Two labeled jars are both Sourwood. The bear jar in acacia honey color 10 or white honey. The sourwood is about color 20-30 the jar far left is 2019 color 30 from my apiary.
You may have clover honey or the likes which sometimes is color 10, the lightest color, the most valuable to the consumer eye.
Taste is the best indication, however there are many simple test to determine purity: cotton burn as mentioned by Ben, skin cream, dissolving in water etc. taste is the best test to me.
Thank you Mr. Van, that is a very helpful picture. I should try the skin test using sugar syrup as a control and see if that helps me to notice any difference. I agree that taste is probably the best test, but I'm just not experienced enough tasting different honey varieties. (Before I kept bees I always bought sourwood, so I really only know what that tastes like.)

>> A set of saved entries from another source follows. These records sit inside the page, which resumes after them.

PR #1488, opened 2025-12-08
Fix det cal hwpss

ykyohei:
This PR fixes issues found when I ran det_cal with hwpss subtraction for all the old observations.

1. Inconsistent number of channels between raw biasstep npy file and L3 oper book. -> updated load_and_reanalyze_bs to load fixed tones and reindex axismanager.
2. smurfgaps in biases leads to incorrect bias edges. -> Added correction in fill_zeros_biases
3. Check if data of tones is None or not to debug the error of loading fixed tones. Resolves https://github.com/simonsobs/sotodlib/issues/1508

PR #1501, opened 2025-12-15
add get_obs_all_channels

ykyohei:
Added a function that loads both normal and special channels into dets axis.
This is necessary for re-analyzing Biasstep or IV when special channels for example fixed tones are streaming.
This was originally implemented in https://github.com/simonsobs/sotodlib/pull/1488, but implemented this independently for more general purposes.


msilvafe:
Why a new function instead of a `load_fixed_tones` argument?

PR #1512, opened 2026-01-07
Fix calling filterbin script through `so-site-pipeline`

sbiquard:
Previously, the `main` function in `make_atomic_filterbin_map.py` would not accept the `nprocs` argument defined in the parser, which would prevent from running it through the `so-site-pipeline` command.

This fixes the problem by using the `main_launcher` utility.


iparask:
What is the error you see? How can we trigger it?

chervias:
We don't use the `so-site-pipeline` command on prefect, we run the script directly. None of that affected?

PR #1515, opened 2026-01-08
Det match updates

mmccrackan:
Work in progress.  Will remove some formatting and try except debug changes before merge.

Some updates for `det_match` to try and address mismatches.  Mainly just prevents switching between assigned bias groups, only allowing a detector to jump between unassigned and assigned.  This change results in det_ids being assigned to readout_ids with the right bias group (or bg=-1) across many tunes.  Also forces `UNRT`, `SQID`, and `BARE` to be unassigned and ensures `match_idx` is reset for each matching iteration as some det_ids had multiple readout_ids with the same `match_idx` (this should not have resulted in any mismatches since `match_idx` is not used for those, so this is mostly just a fix for plotting and bookkeeping).

For the solutions matches, there still seems to be some influence on how the pointing results are handled.  There is a step that merges different pointing through detector matching.  Interestingly, using a too small distance width there results in the exact same mismatches for the one LAT obs_id (`obs_1757469130_lati3_111`) where the mismatch was first seen.

Plot just showing the evolution of det id bias groups from different tunes for the LAT for one wafer.

image

### DIFF
--- a/sotodlib/coords/det_match.py
+++ b/sotodlib/coords/det_match.py
@@ -613,14 +613,14 @@ class MatchParams:
     unassigned_slots: int = 1000
     freq_offset_mhz: float = 0.0
     freq_width: float = 2.
-    dist_width: float =0.01
+    dist_width: float = 0.01
     unmatched_good_res_pen: float = 10.
     good_res_qi_thresh: float = 100e3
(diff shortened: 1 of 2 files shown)


mmccrackan:
Closing in favor of #1581.

Issue #1304, opened 2025-07-18
Reformat unqueriable tags in obsdb


mhasself:
Sometimes obs are acquired with tags that contain problematic characters (brackets, leading digits).

Those should be reformatted before being put in the obsdb.

Also it would be great if such tags got blocked, earlier... but that's not an issue for this repo.

PR #1520, opened 2026-01-12
Wrap 'tags' for ObsDb in single quotes to accomodate special characters

JBorrow:
Accomodates special characters in tag names by wrapping them in single quotes in the query creation.

### DIFF
--- a/sotodlib/core/metadata/obsdb.py
+++ b/sotodlib/core/metadata/obsdb.py
@@ -417,7 +417,7 @@ class ObsDb(object):
             obsdb.query('`bad-tag`=1', tags=['bad-tag'])
 
           For this reason, we generally advise against the use of 
-          non-alphanumeric chacaters in tags.
+          non-alphanumeric characters in tags.
 
         """
         sort_text = ''


mhasself:
Great! Needs a test case... 

Possibly works around #1304 sufficiently to close it...

JBorrow:
Added a test that includes both dashes and emoji in the tag name. Cherry picking that test back to `master` causes the following failure, indicating that this PR does indeed solve the issue:

```
                joins += (f" {join_type} (select distinct obs_id from tags where tag='{t}') as tt{tagi} on "
                          f"obs.obs_id = tt{tagi}.obs_id")
        extra_fields = ''.join([','+f for f in extra_fields])
        q = 'select obs.* %s from obs %s where %s %s' % (extra_fields, joins, query_text, sort_text)
>       c = self.conn.execute(q)
            ^^^^^^^^^^^^^^^^^^^^
E       sqlite3.OperationalError: near "-": syntax error

sotodlib/core/metadata/obsdb.py:446: OperationalError
```

PR #1521, opened 2026-01-13
Preprocessing stats db

mmccrackan:
Based on #1348.  Adds the option to create and write stats to a "stats" ObsDb indexed by the preprocessing config's grouping (i.e. wafer and band).


kmharrington:
What is a "preprocessing stats obsdb"? Do we have that somewhere already?

Issue #1326, opened 2025-08-11
Refactor preprocess load and run functions


mmccrackan:
While we have another issue for refactoring preprocessing (#1083), this one is a bit more specific and short term.  We should:

- Combine `load_and_preprocess` and `multilayer_load_and_preprocess.` Possibly combine `sim` versions too.
- Make `multilayer_preprocess_tod` and `preprocess_tod` both rely on `preproc_or_load_group` to reduce code duplication.  `Multilayer_preprocess_tod` already calls it once for the first layer but this can be expanded.
- Simplify `preproc_or_load_group`: this function is long and has logic that can be simplified for improved readability.   This has already been started in an older branch: #1156.

PR #1529, opened 2026-01-20
Merge preprocess loading functions

mmccrackan:
Addresses first point of #1326 which is the last one remaining to be done.  Should be merged after #1528.

Combines `load_and_preprocess` and `multilayer_load_and_preprocess` into one function so that it matches the usage of `preproc_or_load_group` which handles both cases.  The sim version is kept separate as is the case for `multilayer_preprocess_tod` since it has some extra inputs.


mmccrackan:
I merged in master and think I've dealt with all of the merge problems.  I tested the standard running and loading functions and they seem to work, but haven't tested the sim version.

PR #1530, opened 2026-01-20
Allow scalar value in timeconst filter

ykyohei:
This PR modifies timeconst_filter to allow scalar timeconst argument.
Also adds timeshift filter.


sotodlib/tod_ops/filters.py
```diff
@@ -349,6 +348,21 @@ def gain(freqs, tod, gain=1.):
     """
     return gain * np.ones(len(freqs))
 
+@fft_filter
+def delay(freqs, tod, dt=0, invert=False):
```
mhasself: More generally, this is a time-shift filter.  Let's call it "timeshift", and explain that positive values of dt will cause the signal to be moved to later samples of the array.

PR #1537, opened 2026-01-24
Make get_source_azel compatible with fixed source

ykyohei:
This is useful for me, and it should have been possible.


mhasself (approved):
Great! Thanks.

PR #1543, opened 2026-02-02
gamma from wiregrid

adrien-laposta:
This PR modifies `preprocess_util.multilayer_load_and_preprocess_sim` to load `focal_plane.gamma` from `wiregrid_cal` before loading any simulated TOD into the `AxisManager`.


chervias (approved):
Tested it and seems to work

Bees usually segregate honey by flower type. I have seen honey frames with a clear line between different flower types, very distinctive color change. If your bees did have access to sugar syrup then most likely this syrup would be grouped on a frame along side natural flower honey. So the obvious question is did your frames of honey appear segregated by color contrast. Yes I realize a possibility of natural light color 10 Pure honey not being distinguished by segregation, but the odds are: on a more likely than not basis a color segregation contrast by sugar syrup with real honey.
That is good advice, and I'll pay attention to this in the future. The frames that this light stuff came from didn't have any sort of dividing line like that I could see. (I'm pretty careful about keeping different colored honeys separated when I crush and strain.) But like you said, if the honey alongside it is quite light (like sourwood), I think that would be difficult to detect, especially in a capped frame. The other challenge is the different colors of wax in the different frames, which can make a light honey look darker. I crushed and strained a frame today that I thought was too dark to be sourwood, but it turned out it was just a darker wax.
Sourwood honey has the slightest licorice flavor to me. Anybody else notice this?
That is actually a good way to describe it. I've never really thought about it like that, but it kind of does remind one of licorice. Sourwood has a VERY subtle "spicey" aftertaste like licorice.